Optimizing the efficiency of perovskite solar cells for improved performance and energy conversion using temporal dynamic graph neural network

Abstract

Perovskite solar cells represent a promising solution for next-generation solar energy due to their high power conversion efficiency (PCE) and cost-effective fabrication. However, enhancing their performance remains a major challenge, largely because existing material selection and optimization methods rely heavily on time-consuming, trial-and-error experimentation. To overcome these limitations, a hybrid framework combining temporal dynamic graph neural networks (TDGNN) and human evolutionary optimization (HEO) referred to as the TDGNN-HEO method is proposed for improving prediction accuracy and optimizing the efficiency of perovskite tandem solar cells.

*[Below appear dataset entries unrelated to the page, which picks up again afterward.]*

PR #5190, opened 2024-12-18
[c#] support for top-level statements

xavierpinho:
Adds support for top-level statements by imitating the lowering performed by Roslyn, i.e. by wrapping them inside a code block like
```csharp
internal class Program
{
  private static void <Main>$(string[] args)
  {
    <top-level-statements>
  }
}
```

I used the same names (`<Main>$` and `Program`) here, but I'm not sure if the usage of `<` or `$` is reserved in full names? If so, what would the recommended names be?

Caveat: there can only be one such file (with top-level statements), which implicitly becomes the program's entry point. In an arbitrary repo we might find more than one since this restriction is tied to a `csproj`. In other words, the "compilation unit" would ideally be a .csproj, but that would mean a large refactoring.

### DIFF
--- a/joern-cli/frontends/csharpsrc2cpg/src/main/scala/io/joern/csharpsrc2cpg/astcreation/AstCreator.scala
+++ b/joern-cli/frontends/csharpsrc2cpg/src/main/scala/io/joern/csharpsrc2cpg/astcreation/AstCreator.scala
@@ -1,15 +1,23 @@
 package io.joern.csharpsrc2cpg.astcreation
 
 import io.joern.csharpsrc2cpg.{CSharpDefines, Constants}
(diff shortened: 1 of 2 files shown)


maltek (approved):
> I used the same names (<Main>$ and Program) here, but I'm not sure if the usage of < or $ is reserved in full names? If so, what would the recommended names be?

Not that I'd be aware of. Frontends tend to use these characters for generated names in order to guarantee that these names don't clash with names chosen by the programmer. Presumably, the C# compiler chose the `<Main>$` name for the same reason. The only requirement following from that is that the frontend should be internally consistent. I.e. ensure that it doesn't generate a clashing name under for a different construct.

Another consideration is that fullnames are supposed to be unique. If we think it's likely that people will include multiple such files with top-level statements in the same scan, then we should handle that. E.g. by incorporating the file name in the method fullname.

PR #5203, opened 2025-01-06
[c#] create implicit ctor for field inits

xavierpinho:
Fields with initial assignments are now moved to the `<init>` (constructor) method, even when a default constructor is not explicitly declared. Previously, this behavior was supported only for explicitly declared constructors. This patch applies exclusively to dynamic fields -- support for moving static field initializations will be addressed in a future PR.

### DIFF
--- a/joern-cli/frontends/csharpsrc2cpg/src/main/scala/io/joern/csharpsrc2cpg/astcreation/AstForDeclarationsCreator.scala
+++ b/joern-cli/frontends/csharpsrc2cpg/src/main/scala/io/joern/csharpsrc2cpg/astcreation/AstForDeclarationsCreator.scala
@@ -1,6 +1,6 @@
 package io.joern.csharpsrc2cpg.astcreation
 
-import io.joern.csharpsrc2cpg.CSharpModifiers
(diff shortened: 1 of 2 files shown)


joern-cli/frontends/csharpsrc2cpg/src/main/scala/io/joern/csharpsrc2cpg/astcreation/AstForDeclarationsCreator.scala
```diff
@@ -84,6 +83,50 @@ trait AstForDeclarationsCreator(implicit withSchemaValidation: ValidationMode) {
...
+
+      val methodNode_ = NewMethod()
+        .name(name)
+        .fullName(fullName)
+        .signature(signature)
+        .filename(relativeFileName)
+
+      val parameterNodes = Seq(
+        NewMethodParameterIn()
+          .name("this")
```
DavidBakerEffendi, line 116: A good place to use `io.joern.csharpsrc2cpg.Constants.This`

DavidBakerEffendi (approved):

PR #5207, opened 2025-01-06
Fix names of anonymous classes defined in lambdas

johannescoetzee:
When an anonymous class is defined, the name of the enclosing scope is prepended to the anonymous class name to ensure uniqueness. I previously used an empty method node for lambda methods, however, so the enclosing scope name for anonymous classes in lambdas would just be `<empty>`. This resulted in duplicate anonymous class names being possible and in an edge case where orphan locals were created in anonymous classes of the same name where one is defined in a lambda in a static scope and one in a non-static scope.

This PR fixes this issue by using the actual lambda method node in the scope.

### DIFF
--- a/joern-cli/frontends/javasrc2cpg/src/main/scala/io/joern/javasrc2cpg/astcreation/expressions/AstForLambdasCreator.scala
+++ b/joern-cli/frontends/javasrc2cpg/src/main/scala/io/joern/javasrc2cpg/astcreation/expressions/AstForLambdasCreator.scala
@@ -54,6 +54,7 @@ private[expressions] trait AstForLambdasCreator { this: AstCreator =>
     variablesInScope: Seq[ScopeVariable],
     expectedLambdaType: ExpectedType
   ): (NewMethod, LambdaBody) = {
+
     val implementedMethod    = implementedInfo.implementedMethod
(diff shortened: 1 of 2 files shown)


joern-cli/frontends/javasrc2cpg/src/main/scala/io/joern/javasrc2cpg/astcreation/expressions/AstForLambdasCreator.scala
```diff
@@ -119,8 +123,8 @@ private[expressions] trait AstForLambdasCreator { this: AstCreator =>
     val containsEmptyType   = maybeParameterTypes.exists(_.contains(ParameterDefaults.TypeFullName))
 
     (returnType, maybeParameterTypes) match {
-      case (Some(returnTpe), Some(parameterTpes)) if !containsEmptyType =>
-        composeMethodLikeSignature(returnTpe, parameterTpes)
+      case (Some(returnType), Some(parameterTypes)) if !containsEmptyType =>
+        composeMethodLikeSignature(returnType, parameterTypes)
```
johannescoetzee, line 127: This is just a typo I saw while working on this. I could move this to a separate PR, but I thought I'd include it here since the PR is relatively small anyways

maltek (approved):

PR #5215, opened 2025-01-09
[c2cpg] Improvements for range-based for-statement and local code fields

max-leuthaeuser:
- range-based for-statement blocks had multiple outgoing CFG edges because the children were not wrapped into blocks.
- code fields for locals from NamedTypeSpecifiers now preserve static and const modifier

### DIFF
--- a/joern-cli/frontends/c2cpg/src/main/scala/io/joern/c2cpg/astcreation/AstCreatorHelper.scala
+++ b/joern-cli/frontends/c2cpg/src/main/scala/io/joern/c2cpg/astcreation/AstCreatorHelper.scala
@@ -142,14 +142,16 @@ trait AstCreatorHelper(implicit withSchemaValidation: ValidationMode) { this: As
       "class"
     )
 
-  private val KeepTypeKeywords: List[String] = List("unsigned", "volatile")
+  private val KeepTypeKeywords: List[String] = List("unsigned", "volatile", "const", "static")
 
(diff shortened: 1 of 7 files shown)


joern-cli/frontends/c2cpg/src/main/scala/io/joern/c2cpg/astcreation/AstCreatorHelper.scala
```diff
@@ -142,14 +142,16 @@ trait AstCreatorHelper(implicit withSchemaValidation: ValidationMode) { this: As
       "class"
     )
 
-  private val KeepTypeKeywords: List[String] = List("unsigned", "volatile")
+  private val KeepTypeKeywords: List[String] = List("unsigned", "volatile", "const", "static")
```
maltek, line 145: I'd rename this, since `static` is decidedly not part of the type. (I think it's called a storage modifier.)

maltek (approved):

joern-cli/frontends/c2cpg/src/main/scala/io/joern/c2cpg/astcreation/AstCreatorHelper.scala
max-leuthaeuser: Well, it's a list of keywords to keep at the string representation of a type. I keep it that way for now.

PR #5222, opened 2025-01-13
[php2cpg] Try multiple charsets when reading file content

johannescoetzee:
There's a customer issue where reading the file content was resulting in a `MalformedInputException` being thrown. With this PR, we just try all of the Java standard charsets before emitting a warning instead of crashing: https://docs.oracle.com/en/java/javase/17/docs/api/java.base/java/nio/charset/StandardCharsets.html

I would be very surprised if we ever need the specific endianness UTF-16 variants, but since this only tries encodings until something works, I also don't think adding them to the list has much of a downside.

### DIFF
--- a/joern-cli/frontends/php2cpg/src/test/scala/io/joern/php2cpg/querying/MethodTests.scala
+++ b/joern-cli/frontends/php2cpg/src/test/scala/io/joern/php2cpg/querying/MethodTests.scala
@@ -146,7 +146,7 @@ class MethodTests extends PhpCode2CpgFixture {
         fooMethod.file.head.content.substring(offsetStart, offsetEnd) shouldBe
           """function foo() {
             |  // ⦝
-            |  $x = "??⨌????????????";
+            |  $x = "🙂⨌🙂𐇐🙂🙂🙂🙂";
             |}""".stripMargin
       }
     }
--- a/joern-cli/frontends/php2cpg/src/test/scala/io/joern/php2cpg/querying/MethodTests.scala
+++ b/joern-cli/frontends/php2cpg/src/test/scala/io/joern/php2cpg/querying/MethodTests.scala
@@ -146,7 +146,7 @@ class MethodTests extends PhpCode2CpgFixture {
         fooMethod.file.head.content.substring(offsetStart, offsetEnd) shouldBe
           """function foo() {
             |  // ⦝
-            |  $x = "🙂⨌🙂𐇐🙂🙂🙂🙂";
+            |  $x = "??⨌????????????";
             |}""".stripMargin
       }
     }
--- a/build.sbt
+++ b/build.sbt
@@ -2,7 +2,7 @@ name                     := "joern"
 ThisBuild / organization := "io.joern"
 ThisBuild / scalaVersion := "3.5.2"
 
-val cpgVersion = "1.7.19"
+val cpgVersion = "1.7.21"
 
 lazy val joerncli          = Projects.joerncli
 lazy val querydb           = Projects.querydb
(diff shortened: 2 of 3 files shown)


max-leuthaeuser:
I think thats why we have https://github.com/ShiftLeftSecurity/codepropertygraph/blob/master/codepropertygraph/src/main/scala/io/shiftleft/utils/IOUtils.scala

joern-cli/frontends/php2cpg/src/test/scala/io/joern/php2cpg/querying/MethodTests.scala
```diff
@@ -146,7 +146,7 @@ class MethodTests extends PhpCode2CpgFixture {
         fooMethod.file.head.content.substring(offsetStart, offsetEnd) shouldBe
           """function foo() {
             |  // ⦝
-            |  $x = "🙂⨌🙂𐇐🙂🙂🙂🙂";
+            |  $x = "??⨌????????????";
```
johannescoetzee, line 149: Using `IOUtils.readEntireFile` introduces a regression in the characters we can actually parse, but I suspect it's unlikely we'll encounter many such characters in actual code and is outweighed by the benefit of using a uniform approach across frontends

max-leuthaeuser: Hm, stange. It works here: io.joern.jssrc2cpg.io.CodeDumperFromContentTests

johannescoetzee: I get the same results when pasting that string into one of the jssrc tests:

```
...
  x = 'foo[??⨌????????????]';
}" was not equal to "...ass Foo
{
  x = 'foo[🙂⨌🙂𐇐🙂🙂🙂🙂]';
...
```

I did a hex dump of a file containing only `🙂` and it matches the UTF-8 encoding from https://www.compart.com/en/unicode/U+1F642

```
❯ hexdump /tmp/smile
0000000 9ff0 8299 000a                         
0000005
❯ cat /tmp/smile
🙂
```

nvim could've done some conversions on write or such though. If not, it looks like it should be a valid UTF-8 character

max-leuthaeuser: Maybe its time to move IOUtils to x2cpg (which wasnt a thing back then) and fix the utf8 handling. I'll do a draft PR.

max-leuthaeuser: With this: https://github.com/ShiftLeftSecurity/codepropertygraph/pull/1804 the test case works again. 
I was not able to (re-) discover some code with actual unpaired surrogates (which was the reason I implemented it in first place). Not really sure on how to proceed there.

maltek: does this table here help with crafting such a file? https://simonsapin.github.io/wtf-8/#surrogates-byte-sequences

johannescoetzee:
Upgrading to https://github.com/ShiftLeftSecurity/codepropertygraph/pull/1804 fixed the test. Thanks @max-leuthaeuser!

joern-cli/frontends/php2cpg/src/test/scala/io/joern/php2cpg/querying/MethodTests.scala
max-leuthaeuser: Interesting! We should add some testing for that.

max-leuthaeuser (approved):

PR #5234, opened 2025-01-17
[c2cpg] Refactored code string calculation for locals

max-leuthaeuser:
The local code field is now the actual source code for that declaration. Not something we reconstruct from its type. Never lose static again.

### DIFF
--- a/joern-cli/frontends/c2cpg/src/main/scala/io/joern/c2cpg/astcreation/AstCreatorHelper.scala
+++ b/joern-cli/frontends/c2cpg/src/main/scala/io/joern/c2cpg/astcreation/AstCreatorHelper.scala
@@ -142,18 +142,14 @@ trait AstCreatorHelper(implicit withSchemaValidation: ValidationMode) { this: As
       "class"
     )
 
-  private val KeywordsAtTypesToKeep: List[String] = List("unsigned", "volatile", "static", "const")
+  private val KeywordsAtTypesToKeep: List[String] = List("unsigned", "volatile")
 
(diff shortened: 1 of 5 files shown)


joern-cli/frontends/c2cpg/src/main/scala/io/joern/c2cpg/astcreation/AstCreatorHelper.scala
```diff
@@ -142,18 +142,14 @@ trait AstCreatorHelper(implicit withSchemaValidation: ValidationMode) { this: As
...
-      ReservedKeywordsAtTypes.foldLeft(rawType) { (cur, repl) =>
-        if (cur.startsWith(s"$repl ") || cur.contains(s" $repl ")) {
-          cur.replace(s" $repl ", " ").replace(s"$repl ", "")
-        } else cur
-      }
-    } else {
-      rawType
+    val tpe = ReservedKeywordsAtTypes.foldLeft(rawType) { (cur, repl) =>
+      if (cur.startsWith(s"$repl ") || cur.contains(s" $repl ")) {
+        cur.replace(s" $repl ", " ").replace(s"$repl ", "")
```
maltek, line 151:
```suggestion
        cur.replace(s" $repl ", " ").stripPrefix(s"$repl ")
```

maltek (commented):
how does this end up looking when multiple variabled are declared at the same time? say `int x, *y, z[1];`

maltek (approved):

PR #5237, opened 2025-01-19
[c#] basic support for ImplicitUsings

xavierpinho:
Introduces an initial mechanism to handle implicit global imports enabled by `<ImplicitUsings>` in `.csproj` files. Behind the scenes, Roslyn generates a set of `global using XXX` directives based on the project type. In this PR these directives are globally collected and included as `globalImports` to `CSharpProgramSummary`. Remaining changes are just minor refactoring tweaks.


DavidBakerEffendi (approved):
Interesting config/use case, nice!

PR #5242, opened 2025-01-21
[c2cpg] Remaining C++20 features

max-leuthaeuser:


joern-cli/frontends/c2cpg/src/test/scala/io/joern/c2cpg/cpp/features20/Cpp20FeaturesTests.scala
```diff
@@ -210,59 +211,103 @@ class Cpp20FeaturesTests extends AstC2CpgSuite(fileSuffix = FileDefaults.CppExt)
...
-          |    // return [=]() { return n; };
-          |
-          |    // GOOD:
           |    return [=, *this]() { return n; };
           |  }
           |};
           |""".stripMargin)
-      ???
+      // TODO: we can not express these lambda types in the current schema
+      // We would need to add a new type for lambdas that capture `this`
```
maltek, line 306: At the end of the day, we'll want a unique type for every lambda / method reference just like we do it for lambdas in other frontends. I believe differently to those other languages this actually matches C++ semantics, where the return type of `getter_fn` is an "unnamable" lambda type that's unique for each lambda. (But we'd want to do it anyway, because we can't resolve dynamic calls of such functions otherwise.)

But that's just side-commentary, not a blocker.

maltek (approved):

joern-cli/frontends/c2cpg/src/test/scala/io/joern/c2cpg/cpp/features20/Cpp20FeaturesTests.scala
max-leuthaeuser: Yes, that's the plan. Just need to figure out how to get the name/fullname for such a lambda during the traversal of the method scope it's located in. At this point during the traversal we have not seen the lambda yet.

The main goal of this strategy is to precisely forecast cell performance and maximize PCE. TDGNN is used to capture temporal and structural dependencies among solar cell parameters, enabling precise prediction of short-circuit current. HEO is applied to optimize the neural network’s weight parameters, enhancing learning effectiveness and overall model performance. The methodology is implemented in MATLAB and evaluated against established techniques, including convolutional neural networks, random forest algorithm, and K-nearest neighbors. Results demonstrate that the TDGNN-HEO method achieves a PCE of 20.5%, significantly outperforming the benchmark models, which yield 18.7%, 15.5%, and 10.13%, respectively. In terms of prediction accuracy, TDGNN-HEO attains 97%, compared to 85%, 75%, and 65% for the other techniques. These outcomes highlight the effectiveness of the TDGNN-HEO framework in improving both the efficiency and predictive reliability of perovskite solar cells, offering a robust data-driven solution for advancing solar cell design and performance optimization.